Originally published July 1, 2016 and some revised info appears in the text.
First of all, I’d like to thank Sister Gloriamarie (knitternun) both for inspiring this post and for her support of the Facebook page I’ve created that offers help and hope to those often overlooked in a mental/emotional health context, including veterans’ family members.
One of the things that many unfortunately have to cope with is people being unwilling to fully acknowledge their loved one’s brokeness, or acting as though this is the case. In their eyes, acting like their loved one’s fragility never existed absolves them of being part of a poor support system.
I’ll be blunt: Mentally/emotionally ill loved ones are not monsters, most are good people at heart who are having difficulty overcoming their personal demons. Many with PTSD have symptoms significantly aggravated by their choices, and people in their lives often do little or nothing to help him.
As Gloriamarie said, the symptoms of PTSD are a siren call for help. Like sailors of old myths and legends, many people who ignore said siren call have to witness or be part of a shipwreck – in this case, the shipwreck of a life ruined by mental illness and/or alcohol abuse.
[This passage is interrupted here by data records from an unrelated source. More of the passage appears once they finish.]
PR #4009, opened 2020-05-31
groovyw module update-all improvements

### LINKED ISSUE #3661: Enhance the `update-all` groovyw utility script further with better logging and resume capability
Essentially three small separate enhancements but maybe not separate issues:

1) Make `groovyw module update-all` log what actually gets updated per module - right now there's no actual indication if _anything_ got updated, it would be nice to see a summary with "x new files added, y files updated, z files deleted" or something. Ideally log it to the screen, but if for some reason a log file is better that could work too.

2) In case of failures either _skip_ a given module and/or allow the script to resume smartly if executed again. For instance don't re-update a module that's already been updated within the last few minutes (there's got to be something in the local git repo that indicates the last fetch or something?)

3) Respect the `.gitignore` file when it comes to directories in the modules dir to ignore, like a possible `.settings` hanging out in there for Eclipse

JGit or whatever it is we're using should have _some_ useful utility to help with some of those :-)

Possible extra just so we have it listed somewhere: support a `groovyw module set [x]` where `[x]` is a branch name (so in other words a bulk "Set all my module branches to [x]" operation. Mostly this is probably useful if you're trying to get back to the master branch (so `groovyw module set master`) - I'm unsure what it should do if you give it a branch name that doesn't exist yet. IntelliJ rarely has tried to bulk-change my branches for all nested Git repos but rarely in a useful fashion.

cvennel:
### Contains

Fixes #3661 ~~Parts 1 and 2~~ (now fixes all three parts)

### Notes:
- I would have rather done a full diff of everything that changed in an update instead of listing the file changes per commit, but grgit doesn't seem to have the diff capability on anything other than single commits until this PR is merged https://github.com/ajoberstar/grgit/pull/318

- I'm not fully sold that skipping an update is the best approach if a module has recently been updated. Running a few extra git-fetches in the event an update needs to be re-run isn't _that_ expensive in the grand scheme, and personally I'd rather be able to ensure I have the latest by re-running the pull. Maybe some sort of "force update" option would be a good compromise here? So skip updating the module unless something like -f was passed?

- ~~I didn't understand Part 3 of the issue~~

#### Skip updating module if recently updated:
`cd modules/<module name>`
`git pull`
`cd ../..`
`groovyw module update-all`

#### Simulate updating with 5 commits:
`cd modules/<module name>`
`git reset --hard HEAD~5`
`cd ../..`
`groovyw module update-all`

#### Confirm subdirectories in .gitignore do not block parent directory
in .gitignore change `.settings/` to `.settings/hide`
Confirm that .settings is no longer ignored in groovyw module update-all

### Sample output
In the sample screenshot we see:
- .Settings is ignored due to being in the .gitignore 
- CakeLie already up to date
-  CoreSampleGameplay recently updated within 2 minutes, so skip
-  Health pulls 5 commits  to update
-  ModuleTestingEnvironment already up to date

(Image updated with .Settings skipped to honor .gitignore)
update-all-output

### DIFF
--- a/config/groovy/common.groovy
+++ b/config/groovy/common.groovy
@@ -186,12 +186,15 @@ class common {
      * Update a given item.
      * @param itemName the name of the item to update
      */
-    def updateItem(String itemName) {
+    def updateItem(String itemName, boolean skipRecentUpdates = false) {
         File targetDir = new File(targetDirectory, itemName)
         def searchString = itemName
-        if (itemName.startsWith(".")){
-            // add literal slash for regex start with '.'
-            searchString = "\\$itemName"        
+        if (!Character.isLetterOrDigit(itemName.charAt(0))){   
+            println color ("Skipping update for $itemName: starts with non-alphanumeric symbol", Ansi.YELLOW)
+            return
+        }
+        if(skipRecentUpdates){
+            println color("Continue flag!", Ansi.RED)
         }
         def inGitIgnore = false
         new File(".gitignore").eachLine{ line -> 
--- a/config/groovy/common.groovy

There are many reasons people ignore siren calls, one of them being pure and simple denial. It’s easier to believe that someone you love just “enjoys a few beers” and that their behavior is essentially harmless than believe they can cause some to fear their safety.
For some, it’s easier to think that the more outrageous behaviors are something to laugh at. After all, how many people want to believe that behavior that horribly embarrasses one family member is anything other than said family member being overly sensitive?
Unfortunately, for others, it’s easier to think that those who had to deal with a veteran who refused serious help were making things up or exaggerating. I think it’s all part of the denial game, assigning the blame to others instead of facing the fact that their loved one needs help.
Hindsight is better than foresight by a long shot. It’s impossible to know whether a marriage may have been salvaged or whether a parent may have mended a relationship with a child they alienated.
However, we can, to a certain extent, control what happens going forward. The best way to build a bridge between yourself and others harmed by the same person – stop making frikkin’ excuses!
Don’t minimize the significance of hurtful, hateful, relationship-destroying words – recognize that words cannot be unsaid, and the wounds may not fully heal.
Never, ever, treat drunken or other substance-driven antics as though they’re a joke – such behavior can impact others in the person’s life in harmful, emotionally painful ways.
Lastly, don’t put your head in the sand and ignore a person in your life that is crying for help by their actions. Recognize that sometimes they won’t allow their spouse or children in too deeply emotionally – it may fall on those in their lives prior to marriage or children to have influence in their recovery.
If it’s now too late, don’t dishonor your loved one’s memory by making excuses, making light of others’ suffering, or refusing to acknowledge their brokenness. Do honor their memory by showing love, mercy, and compassion to those they hurt the most in their lives – don’t turn your backs on them, you do need each other, even if you can’t yet see it.